Verändert die Grippeimpfung menschliches Verhalten?
BLOG: Fischblog
In einer Studie haben Probanden nach der Grippeimpfung mehr Sozialkontakte als sonst. Macht der Erreger Menschen unbewusst extrovertierter, um sich besser zu verbreiten?
Die Geschichte mit der Zombie-Ameise, die sich von einem Parasiten gelenkt in einen Grashalm verbeißt, hat wohl jeder schon mal gehört, und im Tierreich sind reichlich andere Beispiele solcher unheimlicher Fremdsteuerungen bekannt. Das ist gruselig, aber taxonomisch beruhigend weit entfernt. Man hat es bis vor kurzer Zeit schlicht für unmöglich gehalten, dass Mikroorganismen dazu in der Lage sein könnten, menschliches Verhalten zu manipulieren. Aufs Krankenlager werfen ja, fernsteuern – nein.
Daran sind inzwischen Zweifel aufgekommen, dank dem häufig vorkommenden Einzeller Toxoplasma gondii, der unter anderem auch Menschen befällt. Derzeit gewinnt die These Anhänger, dass Toxoplasma auch bei uns subtile Veränderungen der Persönlichkeit hervorruft. Was aber, wenn das nur die Spitze des Eisberges ist? Ich bin auf eine Forschungsarbeit gestoßen, die womöglich genau das nahelegt.
Die Veröffentlichung in Annals of Epidemiology befasst sich mit menschlichem Verhalten während einer Infektion. Wir wissen, dass wir als Reaktion auf die Krankheitssymptome unser Verhalten ändern – jammern, schniefen, Wadenwickel – die beteiligten Forscherinnen und Forscher fragen sich jedoch, ob der Erreger schon vor dem Einsetzen der Symptome unser Tun und Lassen manipuliert.
Von der Grippe gesteuert?
Man könnte ganz einfach herausfinden, ob ein Krankheitserreger das Verhalten von Menschen beeinflusst, indem man gesunde Menschen mit dem Pathogen infiziert und dann guckt was passiert. Allerdings sind derartige Menschenversuche in der Medizin seit ein paar Jahren verpönt. Es gibt aber noch eine Möglichkeit. Bei einer Impfung nämlich tut man nichts anderes als das Immunsystem gezielt mit einem Erreger oder seinen Komponenten in Kontakt zu bringen. Natürlich sind die Impfstoffe darauf ausgelegt, nur die erwünschte Immunreaktion, nicht aber die Krankheit selbst hervorzurufen – trotzdem können dabei auch andere, unerwartete Effekte auftreten, wie die Studie von Reiber und Moore demonstriert.

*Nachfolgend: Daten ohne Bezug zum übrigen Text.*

PR #6528, opened 2024-10-13
[Model Monitoring] Fix for checking infer data on the controller

Eyal-Danieli:
Resolved two issues introduced i https://iguazio.atlassian.net/browse/ML-8046 which were caused by the use of batch inference. These issues led to incorrect behavior: either the applications were triggered with no data, or they weren’t triggered at all when the MEP was deployed from a model server and invoked only by the batch inference process. For a detailed RCA, please refer to the ticket.

**Solution**
The controller will now check the infer parquet files directly, instead of querying the TSDB. This ensures that applications are triggered only when the model has actually been invoked.

### DIFF
--- a/mlrun/model_monitoring/controller.py
+++ b/mlrun/model_monitoring/controller.py
@@ -287,9 +287,11 @@ class MonitoringApplicationController:
         )
 
         self.model_monitoring_access_key = self._get_model_monitoring_access_key()
-        self.tsdb_connector = mlrun.model_monitoring.get_tsdb_connector(
-            project=self.project
-        )
+        self.storage_options = None
+        if not mlrun.mlconf.is_ce_mode():
+            self._initialize_v3io_configurations()
+        elif os.environ.get("MLRUN_ARTIFACT_PATH").startswith("s3://"):
+            self.storage_options = mlrun.mlconf.get_s3_storage_options()
 
     @staticmethod
     def _get_model_monitoring_access_key() -> Optional[str]:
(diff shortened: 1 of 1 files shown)


mlrun/model_monitoring/controller.py
```diff
@@ -415,12 +415,12 @@ def model_endpoint_process(
                 )
 
                 for start_infer_time, end_infer_time in batch_window.get_intervals():
-                    prediction_metric = tsdb_connector.read_predictions(
-                        endpoint_id=endpoint_id,
-                        start=start_infer_time,
-                        end=end_infer_time,
+                    df = m_fs.to_dataframe(
```
jond01, line 421: I assume you tested it in Iguazio and it works, but will it work without the `storage_options` in CE?

mlrun/model_monitoring/controller.py
```diff
@@ -286,9 +287,11 @@ def __init__(self) -> None:
         )
 
         self.model_monitoring_access_key = self._get_model_monitoring_access_key()
-        self.tsdb_connector = mlrun.model_monitoring.get_tsdb_connector(
-            project=self.project
-        )
+        self.storage_options = None
+        if not mlrun.mlconf.is_ce_mode():
+            self._initialize_v3io_configurations()
+        elif os.environ.get("MLRUN_ARTIFACT_PATH").startswith("s3://"):
```
jond01: I think this is more elegant:
```suggestion
        elif mlconf.artifact_path.startswith("s3://"):
```

Need to add of course
```py
from mlrun.config import config as mlconf
```

mlrun/model_monitoring/controller.py
```diff
@@ -298,6 +301,12 @@ def _get_model_monitoring_access_key() -> Optional[str]:
             access_key = mlrun.mlconf.get_v3io_access_key()
         return access_key
 
+    def _initialize_v3io_configurations(self) -> None:
+        self.storage_options = dict(
+            v3io_access_key=self.model_monitoring_access_key,
+            v3io_api=mlrun.mlconf.v3io_api,
+        )
```
jond01: Since V3IO worked even without it, is it even necessary?

jond01 (approved):

jond01 (approved):

PR #6535, opened 2024-10-14
[Artifacts] Limit the artifact body size when logging artifacts

moranbental:
To avoid handling large amounts of data in memory, we limit the body size to 16 MB. 
If the body exceeds this limit, an error will be raised, directing users to log larger artifacts through files using the `src_path` parameter.

This change has already been approved in PR [#6349](https://github.com/mlrun/mlrun/pull/6349). 
This PR specifically addresses the [error](https://github.com/mlrun/mlrun/pull/6364): `The truth value of a DataFrame is ambiguous. Use a.empty, a.bool(), a.item(), a.any() or a.all()` encountered when logging artifacts where the body is a DataFrame. In this case, we now check the body size differently

https://iguazio.atlassian.net/browse/ML-7240


mlrun/utils/helpers.py
```diff
@@ -277,15 +278,36 @@ def validate_artifact_key_name(
...
+    :param is_inline: A flag indicating whether the artifact body is inline.
+
+    :raises mlrun.errors.MLRunBadRequestError: If the body exceeds the maximum allowed size.
+    """
+    body_size = 0
+
+    if isinstance(body, pd.DataFrame):
+        body_size = body.memory_usage(deep=True).sum()
+    elif isinstance(body, (str, bytes)):
+        body_size = len(body)
```
rokatyy, line 297: actual size of string in bytes really depends on encoding so just make sure it's utf-8
```suggestion
       body_size = len(body.encode('utf-8')) if isinstance(body, str) else len(body)
```

PR #6541, opened 2024-10-15
[Requirements] Bump storey to 1.8.0, add test

gtopper:
[ML-7818](https://iguazio.atlassian.net/browse/ML-7818)

[ML-7818]: https://iguazio.atlassian.net/browse/ML-7818?atlOrigin=eyJpIjoiNWRkNTljNzYxNjVmNDY3MDlhMDU5Y2ZhYzA5YTRkZjUiLCJwIjoiZ2l0aHViLWNvbS1KU1cifQ

### DIFF
--- a/tests/feature-store/test_steps.py
+++ b/tests/feature-store/test_steps.py
@@ -19,6 +19,7 @@ import unittest.mock
 import numpy as np
 import pandas as pd
 import pytest
+import storey
 
 import mlrun
 import mlrun.feature_store as fstore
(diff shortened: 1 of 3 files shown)


tests/feature-store/test_steps.py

Vor der Grippe noch schnell zum Festival? Bild: Lars Fischer, CC-BY-SA
Das in der Veröffentlichung beschriebene Experiment basiert auf der Hypothese, dass ein Virus, das durch Kontakt zwischen Menschen übertragen wird, von mehr zwischenmenschlichen Kontakten in der infektiösen Phase profitiert, und uns deswegen nach der Infektion Gesellschaft suchen lässt. Das klingt beängstigend, umso mehr als bei der Grippe genau das zu passieren scheint.
Die Grippe ist für diesen Versuch gut geeignet, weil es hier jährliche Impfkampagnen mit einem standardisierten und gut erforschten Impfstoff gibt und der fragliche Zeitraum recht kurz ist. Grippeinfizierte sind etwa zwei Tage nach der Impfung Infektion maximal infektiös, und nach dieser Zeitspanne setzen auch bald die Symptome ein, die Infizierte recht zuverlässig daran hindern, in Gesellschaft einen drauf zu machen. Für das Experiment reicht es also, Daten über das Verhalten an zwei Tagen zu sammeln, was mit einer sorgfältigen Befragung mühelos möglich ist.

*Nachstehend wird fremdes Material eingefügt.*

PR #6554, opened 2024-10-16
[Data migration] Bump latest data migration version

rokatyy:
We have 8 version of migration, but latest_data_version wasn't bumped

PR #6555, opened 2024-10-16
[Schedule] Synchronize labels on upgrade [1.7.x]

rokatyy:
backport #6389 
https://iguazio.atlassian.net/browse/ML-7914

### DIFF
--- a/server/api/initial_data.py
+++ b/server/api/initial_data.py
@@ -35,6 +35,7 @@ import server.api.db.sqldb.models
 import server.api.utils.db.alembic
 import server.api.utils.db.backup
 import server.api.utils.db.mysql
+import server.api.utils.scheduler
 from mlrun.artifacts.base import fill_artifact_object_hash
 from mlrun.config import config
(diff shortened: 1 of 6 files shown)


TomerShor (approved):

server/api/initial_data.py
```diff
@@ -245,6 +246,8 @@ def _perform_data_migrations(db_session: sqlalchemy.orm.Session):
                 _perform_version_6_data_migrations(db, db_session)
             if current_data_version < 7:
                 _perform_version_7_data_migrations(db, db_session)
+            if current_data_version < 8:
+                _perform_version_8_data_migrations(db, db_session)
```
liranbg, line 250: aren't you supposed to bump the latest data version then?

liranbg (changes requested):

server/api/initial_data.py
rokatyy: @liranbg already did it and it's merged #6554

TomerShor: And in #6556 for 1.7.x, so maybe not aligned with upstream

Die Wissenschaftler verwendeten die Probanden als ihre eigene Kontrollgruppe, indem sie ihre sozialen Kontakte an den zwei Tagen vor der Impfung, den zwei Tagen danach und noch mal an zwei Tagen einen Monat später abgefragt haben – insgesamt also zwei Tage, an denen sie einen Effekt erwarteten und vier “normale” Tage zur Kontrolle. Die zwei Tage einen Monat später waren für alle Patienten die gleichen Wochentage wie die beiden Tage direkt nach der Impfung, um zu verhindern, dass Wochenenden zu falschen Party-Signalen führen.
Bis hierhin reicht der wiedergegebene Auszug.